It wasn’t a bad night by any accounts; there wasn’t any rain to muddy the roadside ditches, and the breeze was warm with the smell of just-fallen leaves, not yet bitter for November. The street itself (a segment of Barry Road) was quiet on the outskirts of its town, long past where the suburbs turned to farmland so only the faint mountain range of shingles could be seen in the far distance. The lane was empty except for some sentinel lamp posts, and a single bus stop with clouded glass and old posters, long-faded, advertising missing dogs or yard sales. The sun had just slipped behind the forest along the roadside—turning the sky gold, then navy, then black—when a bus lurched up and wheezed to a stop.

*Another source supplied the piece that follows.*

PR #971, opened 2024-06-18
Let page width be overridden

edwardhorsford:
## Description
Updates `$nhsuk-page-width` to be a SASS default, which would let teams override it. Nearly every other item in `globals.scss` can be overridden already. This works the same way as GOV.UK for setting page width.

It dumped out a boy, stuck awkwardly between teenager and adult, who tripped into the shelter with a tight chest and one hand groping for his inhaler.
His head was a slipstream of curses, rushing around a solid and obvious awareness that his chest felt like roaring television static. He clambered to take a puff of his inhaler. The flies buzzing at the lights seemed oblivious to the cap churning through his blueing fingers. The panic made the whistling worse. The posters stared. His head was pounding. Finally he managed to stick the nozzle between his teeth, and send a muggy cloud of salty-sour powder jetting down his throat. The taste was atrocious; the nearly immediate relief was not.

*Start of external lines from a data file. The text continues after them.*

PR #974, opened 2024-06-21
Draft: Move breadcrumb inside nhs-width-container

frankieroberto:
This is a quick proof-of-concept showing how the Breadcrumb component might move inside the `<div class="nhs-width-container">` to avoid having to define its own, and for consistency with the Back component.

This would be a breaking change as the HTML is different, and teams would have to update where the breadcrumb appears.

I've also switched the padding to be margin, for consistency with the Back link. The actual spacing values we use are tbc.

I've also added the `outerContent` block to the template used by the test app in the repo.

He put his arms above his head. With his ribs pressing against his compression shirt, he closed his eyes, and breathed as deeply as he could. It rushed through him easily and cleared his focus.
He had gotten on the wrong bus, a classic screw-up for a boy…teen…man who lived more in his head than in the real world, a necessity. As he stared around the decrepit shelter and the street beyond, he thought perhaps it would not have been so bad if he had taken the bus to the end and let it turn around, or at least gotten off somewhere with a corner store to cower in. But when he had blinked himself out of a transitory daze and seen they were long past his stop, he’d yanked the cord and rushed out the next stop without checking.

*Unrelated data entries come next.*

PR #975, opened 2024-06-26
Make copyright statement settable via params

frankieroberto:
This de-duplicates 2 areas where the copyright statement is set (depending on the number of columns of links), and also allows the copyright text to be set using `params.copyright` on the Nunjucks macro.

This was previously documented as an option on the [footer component](https://service-manual.nhs.uk/design-system/components/footer) but wasn’t implemented in the actual nunjucks macro.

> Screenshot showing the text: 'copyright string false Optional text for the copyright notice in the footer'

I’ve set the default to "NHS England" as the guidance suggests that’s what most services should use, but the NHS.UK website, or any local NHS trusts or other organisations, could override this.


frankieroberto:
Possibly this should follow the pattern of having `copyright.text` and `copyright.html` instead, but the labels for the links in the footer don’t seem to do that so I wasn’t sure how rigidly we wanted to follow the pattern? 🤷‍♂️

roshaanbajwa (approved):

He found himself simply stranded, with a long walk to anywhere hospitable. In most situations, he’d call on the zillenial’s chauffeur, his good buddy Uber, and laugh about this later. As the thought occurred, he brightened, until he touched his phone in his pocket, where it was mournfully heavy. He forgot to plug it in the previous night, and it had gone brick-useless halfway through the day. Because he wasn’t thinking.
“Goddammit,” he snarled, with every muscle locking up. His teeth grit sharp and he wanted to scream, convinced it wouldn’t matter because who the hell would hear him? The adrenaline was all angry and wet, his throat was closing up, and he wanted to wake the hell up from this and end up in his bed with everything all right. He tore himself around in an aimless little circle, caught his reflection in the glass, and hated it for the first time in a while.
Chase Devereaux was a man waiting for puberty to show back up finish its damn job, which meant he had the gangly limbs of a ninth grader and the smooth, doe-eyed faced of either a toddler or a teenaged girl, depending on how self-deprecating he was feeling. And he really did feel like a child. A stupid fucking kid. But hey, he thought, in a bitter rush of spit through his scoffing lips. At least he wasn’t crying. Instead his eyes just felt like they were about to burst open in a red-hot wave of oozy inside stuff.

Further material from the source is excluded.